Data extracted from a collection

=======

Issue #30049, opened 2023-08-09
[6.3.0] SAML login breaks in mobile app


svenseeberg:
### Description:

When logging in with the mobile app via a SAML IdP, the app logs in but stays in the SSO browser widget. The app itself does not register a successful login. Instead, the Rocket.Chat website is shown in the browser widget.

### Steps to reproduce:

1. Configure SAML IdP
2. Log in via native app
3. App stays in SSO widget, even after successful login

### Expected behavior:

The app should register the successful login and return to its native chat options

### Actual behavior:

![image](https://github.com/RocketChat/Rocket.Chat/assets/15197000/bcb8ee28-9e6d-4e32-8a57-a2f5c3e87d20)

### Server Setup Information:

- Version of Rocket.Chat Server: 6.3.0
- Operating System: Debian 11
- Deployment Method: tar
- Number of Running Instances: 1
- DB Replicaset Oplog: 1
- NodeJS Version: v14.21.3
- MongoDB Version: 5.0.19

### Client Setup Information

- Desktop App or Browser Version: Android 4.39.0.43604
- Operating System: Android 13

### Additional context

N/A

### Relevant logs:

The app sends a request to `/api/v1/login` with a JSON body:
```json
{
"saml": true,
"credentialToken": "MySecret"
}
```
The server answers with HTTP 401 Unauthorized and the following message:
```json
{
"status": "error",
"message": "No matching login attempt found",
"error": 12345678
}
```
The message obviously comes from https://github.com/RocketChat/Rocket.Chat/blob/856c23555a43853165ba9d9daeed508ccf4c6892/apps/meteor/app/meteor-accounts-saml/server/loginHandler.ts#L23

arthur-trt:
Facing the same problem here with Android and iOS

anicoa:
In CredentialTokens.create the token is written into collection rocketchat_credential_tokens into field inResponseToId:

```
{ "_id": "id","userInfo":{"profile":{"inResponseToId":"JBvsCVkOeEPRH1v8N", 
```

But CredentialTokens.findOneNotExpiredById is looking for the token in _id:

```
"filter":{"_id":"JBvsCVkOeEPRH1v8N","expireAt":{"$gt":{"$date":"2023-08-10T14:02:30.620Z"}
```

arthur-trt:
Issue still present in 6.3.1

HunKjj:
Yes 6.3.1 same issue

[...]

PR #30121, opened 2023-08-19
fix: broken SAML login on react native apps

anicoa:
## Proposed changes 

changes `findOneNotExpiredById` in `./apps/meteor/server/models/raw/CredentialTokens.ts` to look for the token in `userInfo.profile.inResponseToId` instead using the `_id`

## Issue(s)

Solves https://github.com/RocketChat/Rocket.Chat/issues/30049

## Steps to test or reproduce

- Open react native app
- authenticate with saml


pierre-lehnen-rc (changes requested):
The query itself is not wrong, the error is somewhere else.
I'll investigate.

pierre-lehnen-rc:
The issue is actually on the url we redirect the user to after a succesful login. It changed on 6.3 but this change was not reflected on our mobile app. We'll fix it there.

=======

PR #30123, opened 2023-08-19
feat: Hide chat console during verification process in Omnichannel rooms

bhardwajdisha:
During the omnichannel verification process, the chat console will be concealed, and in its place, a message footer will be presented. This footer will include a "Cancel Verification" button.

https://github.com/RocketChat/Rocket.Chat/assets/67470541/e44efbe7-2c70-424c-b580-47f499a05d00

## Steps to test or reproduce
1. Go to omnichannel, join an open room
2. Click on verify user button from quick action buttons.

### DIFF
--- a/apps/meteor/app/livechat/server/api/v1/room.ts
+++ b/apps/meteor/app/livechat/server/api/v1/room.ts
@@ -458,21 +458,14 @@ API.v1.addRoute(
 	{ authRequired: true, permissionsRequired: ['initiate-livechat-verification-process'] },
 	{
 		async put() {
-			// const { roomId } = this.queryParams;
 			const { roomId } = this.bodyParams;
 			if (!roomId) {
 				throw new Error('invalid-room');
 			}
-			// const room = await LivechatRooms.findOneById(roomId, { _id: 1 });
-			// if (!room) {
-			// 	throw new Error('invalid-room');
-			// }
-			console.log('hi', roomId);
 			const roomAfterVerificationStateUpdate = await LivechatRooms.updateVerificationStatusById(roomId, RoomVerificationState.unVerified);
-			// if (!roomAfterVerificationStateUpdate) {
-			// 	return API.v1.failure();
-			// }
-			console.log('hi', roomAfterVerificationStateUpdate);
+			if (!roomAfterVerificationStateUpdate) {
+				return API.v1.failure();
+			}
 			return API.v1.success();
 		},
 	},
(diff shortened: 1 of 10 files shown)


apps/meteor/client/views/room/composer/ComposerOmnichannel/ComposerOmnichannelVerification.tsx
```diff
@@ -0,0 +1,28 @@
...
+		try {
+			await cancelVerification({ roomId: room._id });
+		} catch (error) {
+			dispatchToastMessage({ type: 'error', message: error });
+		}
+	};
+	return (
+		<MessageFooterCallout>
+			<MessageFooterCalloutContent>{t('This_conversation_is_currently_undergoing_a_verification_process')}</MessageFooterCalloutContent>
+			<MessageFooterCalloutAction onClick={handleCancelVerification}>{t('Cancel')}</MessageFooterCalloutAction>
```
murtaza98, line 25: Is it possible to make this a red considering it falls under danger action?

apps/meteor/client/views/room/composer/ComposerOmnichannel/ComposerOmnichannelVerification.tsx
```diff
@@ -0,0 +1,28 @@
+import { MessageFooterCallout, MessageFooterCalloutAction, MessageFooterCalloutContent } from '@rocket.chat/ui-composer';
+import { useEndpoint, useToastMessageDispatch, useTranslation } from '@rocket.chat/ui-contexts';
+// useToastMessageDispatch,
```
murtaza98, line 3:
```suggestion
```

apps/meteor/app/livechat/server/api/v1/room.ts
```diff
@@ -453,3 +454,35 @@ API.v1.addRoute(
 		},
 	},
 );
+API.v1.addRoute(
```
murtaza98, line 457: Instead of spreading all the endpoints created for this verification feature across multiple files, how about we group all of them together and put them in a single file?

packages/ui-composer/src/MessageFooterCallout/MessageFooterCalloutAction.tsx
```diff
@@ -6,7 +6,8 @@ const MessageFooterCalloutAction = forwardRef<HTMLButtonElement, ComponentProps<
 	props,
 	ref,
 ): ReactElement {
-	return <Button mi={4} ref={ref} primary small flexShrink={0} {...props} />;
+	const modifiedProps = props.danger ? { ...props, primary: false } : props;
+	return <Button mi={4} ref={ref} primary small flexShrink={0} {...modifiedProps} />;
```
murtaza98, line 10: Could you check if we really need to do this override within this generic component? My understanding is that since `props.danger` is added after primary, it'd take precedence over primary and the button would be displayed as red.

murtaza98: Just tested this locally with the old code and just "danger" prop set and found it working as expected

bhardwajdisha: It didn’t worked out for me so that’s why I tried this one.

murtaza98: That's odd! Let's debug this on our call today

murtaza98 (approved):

=======

Look through the entries above. Copy each line in which the string "MessageFooterCalloutAction" occurs.

+			<MessageFooterCalloutAction onClick={handleCancelVerification}>{t('Cancel')}</MessageFooterCalloutAction>
+import { MessageFooterCallout, MessageFooterCalloutAction, MessageFooterCalloutContent } from '@rocket.chat/ui-composer';
packages/ui-composer/src/MessageFooterCallout/MessageFooterCalloutAction.tsx
@@ -6,7 +6,8 @@ const MessageFooterCalloutAction = forwardRef<HTMLButtonElement, ComponentProps<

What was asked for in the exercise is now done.